On Tue, May 26, 2015 at 11:41:41AM +0300, Boaz Harrosh wrote:
I would please like to help. What is the breakage you
see with DAX.
I'm routinely testing with DAX so it is a surprise,
Though I'm testing with my version with pages and
__copy_from_user_nocache, and so on.
Or I might have missed it. What test are you failing?
generic/019 fails in several fun ways.
The first way, which I fixed yesterday, is that the test was using
the wrong way to find the 'make-it-fail' switch for the block device.
That's now in xfstests. The messages from xfstests were unnecessarily
worrying; they were complaining about an inconsistent filesystem, which
might be expected as the test had failed to abort cleanly and left a
couple of tasks actively writing to the filesystem.
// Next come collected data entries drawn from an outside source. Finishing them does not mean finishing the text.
PR #563, opened 2019-04-04
Blank slate component

plbabin:
## Blank slate component

This update add a new BlankSlate component. The component can displays a heading, an illustration and / or a message based on what is passed in the props

### Illustration
We can display any illustration from the [Illo](https://hsds-react.netlify.com/?selectedKind=Illo&selectedStory=Illo&full=0&addons=1&stories=1&panelRight=0&addonPanel=storybooks%2Fstorybook-addon-knobs) component. If we need a new illustration for a given context, we can simply add the illustration to the component

### Customization
The content will be vertically and horizontally centered in the available area. We can top aligned using the `alignTop` prop. 

A light background can also be applied to the component with the `lightBackground` prop.

Screen Recording 2019-04-04 at 12 21 PM


digitaldesigner:
We should probably update the Chat UI blank slate (e.g. the "Chat is Off" screen) to use this component. Currently I think we freestyled it. cc/ @ItsJonQ

src/components/BlankSlate/BlankSlate.css.js
```diff
@@ -0,0 +1,57 @@
...
+`
+
+export const BlankSlateUI = styled('div')`
+  display: flex;
+  width: 100%;
+  height: 100%;
+  justify-content: center;
+  text-align: center;
+  flex-direction: column;
+  padding: 56px 0 68px;
```
tinkertrain: For the container we might want to add some padding on the sides too, to avoid these scenarios:

Storybook 2019-04-05 13-09-47

plbabin: nice catch, I'll update the padding.

ItsJonQ:
Awesome job! @plbabin ! Thanks for the review @tinkertrain + @digitaldesigner 

Merging/releasing!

(I hadn't seen the problem before because I was using two devices pmem0
and pmem1; with the new pmem driver, I got one device and partitioned
it instead. The problem only occurs when using partitions, not when
using entire devices).
The second way is that we hit two BUG/WARN messages. The first (which
we hit simultaneously on three CPUs in this run!) is:
WARNING: CPU: 7 PID: 2922 at fs/buffer.c:1143 mark_buffer_dirty+0x19e/0x270()
The stack trace probably isn't useful, and anyway it's horribly corrupted
due to triggering the stack trace simultaneously on three CPUs.
The second one we hit was this one:
------------[ cut here ]------------
WARNING: CPU: 0 PID: 2930 at fs/block_dev.c:56 __blkdev_put+0xc5/0x210()
Modules linked in: ext4 crc16 jbd2 pmem binfmt_misc nfsd auth_rpcgss oid_registry nfs_acl
nfs lockd grace fscache sunrpc snd_hda_codec_hdmi iTCO_wdt iTCO_vendor_support evdev
x86_pkg_temp_thermal coretemp kvm_intel kvm crc32_pclmul ghash_clmulni_intel aesni_intel
aes_x86_64 glue_helper lrw gf128mul ablk_helper cryptd psmouse serio_raw pcspkr i2c_i801
snd_hda_codec_realtek snd_hda_codec_generic lpc_ich mfd_core mei_me mei i915 snd_hda_intel
i2c_algo_bit snd_hda_controller snd_hda_codec snd_hwdep snd_pcm snd_hda_core loop video
drm_kms_helper fuse snd_timer snd drm soundcore button processor parport_pc ppdev lp
parport sg sd_mod ehci_pci ehci_hcd ahci libahci crc32c_intel libata fan scsi_mod xhci_pci
nvme xhci_hcd e1000e ptp pps_core usbcore usb_common thermal thermal_sys
CPU: 0 PID: 2930 Comm: umount Tainted: G W 4.1.0-rc4+ #10
Hardware name: Gigabyte Technology Co., Ltd. To be filled by O.E.M./Q87M-D2H, BIOS F6
ffffffff81a04063 ffff8800a58e3d98 ffffffff81653644 0000000000000000
0000000000000000 ffff8800a58e3dd8 ffffffff81081fea 0000000000000000
ffff880236580880 ffff880236580ae8 ffff880236580a60 ffff880236580898
---[ end trace 73da47765ccceacf ]---
I suspect these are generic ext4 problems that will occur without DAX.
DAX just makes them more likely to occur since only metadata I/O now
goes through the 'likely to fail' path.
Are you skipping generic/019 or just not seeing these failures?